After months of waiting, last week it was announced that Fitzpatrick would be one of only 95 students worldwide to bring home the scholarship — and the first LSU student to do so. The prize: a full-cost scholarship to England’s University of Cambridge for a postgraduate degree in the field of his choice. Fitzpatrick plans to pursue a Master of Philosophy degree in clinical science with a focus in rare diseases.
“It’s such an immense honor to join the Gates Cambridge community,” Fitzpatrick told LSU Press. “I know that this extraordinary opportunity will prepare me to make contributions to rare diseases research, which still has substantial unmet medical needs. The U.K. and the University of Cambridge are at the forefront of innovation in rare diseases and genetic research, and I greatly look forward to learning from pioneering investigators in the field.”
Fitzpatrick came to LSU’s Ogden Honors College as a biochemistry major with minors in political science and chemistry. Before the end of his first year he was splitting his time between classes, a research lab at Pennington Biomedical Research Center, and working alongside a chronic pain physician at The Feldman Institute. Already, Fitzpatrick began to realize the limitations of medicine and the power of science to overcome barriers in the medical disciplines.
“The predominant treatments for chronic pain are narcotics and spine surgeries, which are less-than-ideal therapeutic options, often causing further problems down the road,” Fitzpatrick said. “My exposure at Pennington, studying Parkinson’s disease in Dr. Jolene Zheng’s lab, opened my eyes to the prospect of science in advancing medical practices.”
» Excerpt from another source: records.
PR #116, opened 2021-06-24
[webview] Remove spacing between header and list view content in folder picker pages. Contributes to JB#54754 OMP#JOLLA-209

chriadam:


llewelld:
I'm thinking it might make sense to have `headerSpacing` set to 0 by default. In that case this PR and [sailfish-browser#877](https://github.com/sailfishos/sailfish-browser/pull/877/files) would become redundant (not that that's a reason to do it, just a side effect).

chriadam:
This one is no longer required, as the default header spacing has now been set to 0 in the sailfish-components-pickers PR

PR #117, opened 2021-06-24
Support translation keys in dialogs

llewelld:
Updates the default dialogs to use translation keys passed from the gecko engine for localisation of messages presented to the user.

Updates the documentation with info about the translation keys for custom dialog creation.

Adds a customisable Select custom dialog type for selecting multiple values in a dialog with a message.

### DIFF
--- a/doc/sailfish-webview-popups-authpopupinterface.qdoc
+++ b/doc/sailfish-webview-popups-authpopupinterface.qdoc
@@ -26,6 +26,37 @@
 */
 
 /*!
+  \qmlproperty var AuthPopupInterface::messageBundle
+  \brief The gecko localization bundle of the message to display to the user
+
+  A custom implementation can use this information to tailor the message
+  and details supplied to the user.
+
+  The value is either a string or an array. If it's an array then the first
+  value will be the gecko localization key taken from the commonDialogs.properties
+  file. The remaining items in the array are the parameter values to replace %1,
+  %2, etc. in the string.
+
+  If the value is a string then it will be a gecko localization key without
+  parameters.
+
+  You can search the \l{https://pontoon.mozilla.org/en-GB/firefox/}{Firefox
+  Pontoon localization database} for this file, followed by the appropriate key.
+  The key can be one of the following values:
+
+  \list
+    \li EnterLoginForRealm3
+    \li EnterLoginForProxy3
+    \li EnterUserPasswordFor2
+    \li EnterUserPasswordForCrossOrigin2
+    \li EnterPasswordFor
+  \endlist
+
+  Care must be taken as it's possible these values may change with future
+  engine updates.
+*/
+
+/*!
   \qmlproperty string AuthPopupInterface::hostname
   \brief The hostname of the site which is asking for credentials
 
@@ -117,6 +148,35 @@
   \brief The value which should be prefilled into the "remember" toggle switch
 */
 
+
+/*!
+  \qmlproperty var AuthPopupInterface::rememberMessageKey
+  \brief The gecko localization key of the message to display to the user
+         for the "remember" toggle switch
+
+  A custom implementation can use this information to tailor the message
+  shown alongside the "remember" toggle switch.
+
+  The value is either a string or an array. If it's an array then the first
+  value will be the gecko localization key taken from the commonDialogs.properties
+  file. The remaining items in the array are the parameter values to replace %1,
+  %2, etc. in the string.
+
+  If the value is a string then it will be a gecko localization key without
+  parameters.
+
+  You can search the \l{https://pontoon.mozilla.org/en-GB/firefox/}{Firefox
+  Pontoon localization database} for this file, followed by the appropriate key.
+
+  Currently there is only one value the key can take:
+
+  \list
+    \li rememberButton
+  \endlist
+
+  Care must be taken as it's possible these values may change with future
+  engine updates.
+*/
 
 /*!
   \qmlproperty string AuthPopupInterface::usernameValue
--- a/doc/sailfish-webview-popups-authpopupinterface.qdoc
+++ b/doc/sailfish-webview-popups-authpopupinterface.qdoc
@@ -9,6 +9,7 @@
   \inqmlmodule Sailfish.WebView.Popups
   \ingroup sailfishos-webview-popups
   \brief A component which defines the interface for the auth popup
+  \inherits UserPromptInterface
 
   The \c{AuthPopupInterface} QML type is exposed through the
   \c{Sailfish.WebView.Popups} QML import namespace.
@@ -21,6 +22,11 @@
   which itself extends the \l{UserPromptInterface}, and then they must
   tell the \l{WebView} to use their implementation via the \c{popupProvider}
   property.
+
+  The key assigned to \l{Sailfish.WebView.Popups::UserPromptInterface::acceptText}
+  {acceptText} will always be "AcceptLogin" while
+  \l{Sailfish.WebView.Popups::UserPromptInterface::cancelText}{cancelText}
+  will always be assigned the empty string.
 
   \sa UserPromptInterface, custompopups
 */
--- a/doc/sailfish-webview-popups-popupprovider.qdoc
+++ b/doc/sailfish-webview-popups-popupprovider.qdoc
@@ -122,3 +122,11 @@
   The component specified must implement the
   \l{BlockedTabPopupInterface}{blocked tab popup} interface.
 */
+
+/*!
+  \qmlproperty var PopupProvider::selectorPopup
+  \brief The selector popup component descriptor
+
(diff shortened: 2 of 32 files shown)


llewelld:
Requires https://github.com/sailfishos/embedlite-components/pull/5

doc/sailfish-webview-popups-authpopupinterface.qdoc
```diff
@@ -25,6 +25,31 @@
   \sa UserPromptInterface, custompopups
 */
 
+/*!
+  \qmlproperty string AuthPopupInterface::messageKey
```
chriadam, line 29: is "key" the terminology used in gecko/mozilla?  In Qt we use "id" (e.g. translation id) rather than "key" but obviously we should be consistent with gecko terminology in this case.

doc/sailfish-webview-popups-selectpopupinterface.qdoc
```diff
@@ -0,0 +1,67 @@
+/****************************************************************************
+**
+** Copyright (c) 2021 Open Mobile Platform LLC
+**
+****************************************************************************/
+
+/*!
+  \qmltype SelectPopupInterface
```
chriadam, line 8: maybe SelectorPopupInterface would be a better name?

import/popups/AuthDialog.qml
```diff
@@ -38,6 +40,45 @@ Dialog {
     property alias preventDialogsPrefillValue: auth.preventDialogsPrefillValue
     property alias preventDialogsValue: auth.preventDialogsValue
 
+    // Trim obnoxiously long realms
+    property string trimmedRealm: realm.length <= 150 ? realm : realm.substring(0, 150) + "\u2026"
```
chriadam, line 44: Hmm.  The "obnoxious" length might depend on device type, orientation, etc.  I think using a magic value here might not make the most sense, but instead maybe a constant from dconf would be better?  It's not a huge deal, obviously, but otherwise this is one of those "variation points" which isn't obvious.

import/popups/PasswordManagerDialog.qml
```diff
@@ -16,26 +16,61 @@ Dialog {
...
 
         Item {
             anchors.fill: parent
 
             DialogHeader {
+                id: header
                 //: Accept browser's request to save entered password
                 //% "Save"
-                acceptText: qsTrId("sailfish_components_webview_popups-he-accept_password_mgr_request")
+                acceptText:
```
chriadam, line 66: missing a qsTrId() here I think

import/popups/PopupOpener.qml
```diff
@@ -340,6 +359,33 @@ Timer {
         }
     }
 
+    function selection(data) {
```
chriadam, line 362: maybe selector()

import/popups/PopupOpener.qml
```diff
@@ -366,6 +412,7 @@ Timer {
 
         var obj = null
         if (isDialog) {
+            console.log("openPopup: dialog");
```
chriadam, line 415: debugging logs should be removed I think, a couple more below also

doc/sailfish-webview-popups-authpopupinterface.qdoc
llewelld: At least "key" is the term that's used in the files I've been touching. I've essentially been pushing calls to `getLocalizedString(key, formatArgs)` [like this](https://github.com/sailfishos/gecko-dev/blob/66249d15cd1213d67b0a44c9e6c4491260d114b8/toolkit/components/prompts/src/nsPrompter.js#L115) up into the QML layer.

Admittedly I didn't give it much thought before and I wouldn't mind using `id` instead if this would be clearer in the context?

doc/sailfish-webview-popups-selectpopupinterface.qdoc
llewelld: Thanks, that is clearer; I've changed it.

import/popups/AuthDialog.qml
llewelld: I stole your comment from #115 to make things clearer. I agree with your idea to have some kind of configurable value here, but maybe it's something we could look at separately, using a reusable utility function (going by the comment in the gecko code, we should probably be localising the ellipsis, but then things start to get more complicated).

import/popups/PasswordManagerDialog.qml
llewelld: Thanks! I'm not sure why this wasn't generating an error, but I've put the string back in now at any rate.

import/popups/PopupOpener.qml
llewelld: Updated to use selector().

import/popups/PopupOpener.qml
llewelld: Thanks for spotting these. I've removed the ones I could see.

llewelld:
Rebased.

llewelld:
I've updated this PR to use qtTrIds generated direction from the gecko properties files using the `generate_property_translations.py` tool.

This should now be ready for review so I'm removing the WIP prefix.

llewelld:
I've added the commits for "JB#54829/OMP#JOLLA-221 - Find outstanding gecko strings for conversion to Qt id" on top of this one since it relates.

import/popups/AuthDialog.qml
llewelld: Now that the key ids and parameters are passed as a bundle to the UI, the trimming now happens in gecko again rather than the QML, so this bit of code has been removed.

llewelld:
Added sledges as a review for l10n support.
Added Tomi as a review in relation to the gecko-key-to-qt-id conversion.

import/popups/AuthPopupInterface.qml
```diff
@@ -13,6 +13,7 @@ import Sailfish.Silica 1.0
 
 UserPromptInterface {
     // inputs
+    property variant messageBundle
```
rainemak, line 16: Use var instead of variant as it's obsolete. Using variant may have serious performance implications.

Found this old commit:
https://github.com/sailfishos/sailfish-browser/commit/2eb40f46f92cfcd442556bac68e6b03561d05f18

[1]
https://doc.qt.io/qt-5/qml-variant.html

import/popups/PopupOpener.qml
```diff
@@ -34,7 +34,8 @@ Timer {
         "embed:auth":           "authPopup",
         "embed:permissions":  { "geolocation": "locationPermissionPopup" },
         "embed:webrtcrequest":  "webrtcPermissionPopup",
-        "embed:popupblocked":   "blockedTabPopup"
+        "embed:popupblocked":   "blockedTabPopup",
+        "embed:select":         "selectorPopup"
```
rainemak, line 38: How did you ended up resurrecting long time ago deprecated embed:select?

One reason would well be that it got dropped quite recently:
https://github.com/sailfishos/embedlite-components/commit/c0f7f03ef39db0bb915925284f7c696cf7370703

There's "embed:selectasync" in PickerOpener for handling \<select\> (single and multi).

doc/sailfish-webview-popups-popupprovider.qdoc
```diff
@@ -122,3 +122,11 @@
   The component specified must implement the
   \l{BlockedTabPopupInterface}{blocked tab popup} interface.
 */
+
+/*!
+  \qmlproperty var PopupProvider::selectorPopup
+  \brief The selector popup component descriptor
+
+  The component specified must implement the
+  \l{SelectorPopupInterface}{selector popup} interface.
```
rainemak, line 131: As commented, there's SingleSelectPage and MultiSelectDialog under pickers.

import/popups/AuthPopupInterface.qml
llewelld: Thanks for this. I've updated the variables to use `var` instead of `variant` (I wasn't aware of this, so useful for the future too).

import/popups/PopupOpener.qml
llewelld: I'll resolve this comment as per the discussion on the related changes in embedlite-components: https://github.com/sailfishos/embedlite-components/pull/5#discussion_r667088133

doc/sailfish-webview-popups-popupprovider.qdoc
llewelld: Similarly, I'll resolve this following the discussion on the related changes in embedlite-components: https://github.com/sailfishos/embedlite-components/pull/5#discussion_r667088133

chriadam (approved):

okodron (approved):

rainemak:
Rebase and resolve conflicts.

rainemak:
Rebased here https://github.com/sailfishos/sailfish-components-webview/pull/124

PR #118, opened 2021-07-02
[sailfish-components-webview] Fix for blocked popups. Fixes JB#54830 OMP#JOLLA-215

mkenttala:
WIP fix, or is there some better way to handle this?

### DIFF
--- a/import/controls/permissionmanager.cpp
+++ b/import/controls/permissionmanager.cpp
@@ -14,9 +14,12 @@
 
 PermissionManager::PermissionManager(QObject *parent) : QObject(parent) {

Through the HHMI LSU Investigators Program, he was able to investigate rare genetic diseases at The Children’s Hospital of Philadelphia during the summer and fall of 2012, specifically hemophilia and Leber’s congenital amaurosis (a congenital blindness disorder). This was his first opportunity to study rare diseases and it opened his eyes to the public health burden and unmet medical needs of such conditions.
“There are over 30 million individuals in the US suffering from rare disorders, which are mostly genetic in origin and typically neglected in the research and medical sectors,” Fitzpatrick said.
He loved the program so much that he took off his next semester at LSU to continue his studies in Philadelphia, discovering an interest in researching rare diseases therapies, or orphan drugs, such as gene therapies.
“Gene therapy is a really innovative approach to treating and even, perhaps, curing debilitating genetic diseases. Essentially, you use safe viruses, such as adeno-associated virus (which is known to cause no disease) and gut them of their genome, replacing it with a gene of interest. This approach harnesses the ability of viruses to efficiently transfer genetic information, with the goal of replacing a defective gene with a healthy copy.”
Since then, Fitzpatrick has been exploring ways to overcome immunological barriers to gene delivery under the supervision of Massachusetts General Hospital and Harvard Medical School doctors.
“I really love research because I like to solve problems. From exposure in medicine, I saw all of these problems, and in my eyes, it’s just unacceptable,” Fitzpatrick said. “I had the opportunity to work with numerous investigators in biomedicine who are really pushing the boundaries of medicine, and I was encouraged to do the same. I feel there is also a sense of obligation aside from pure passion.”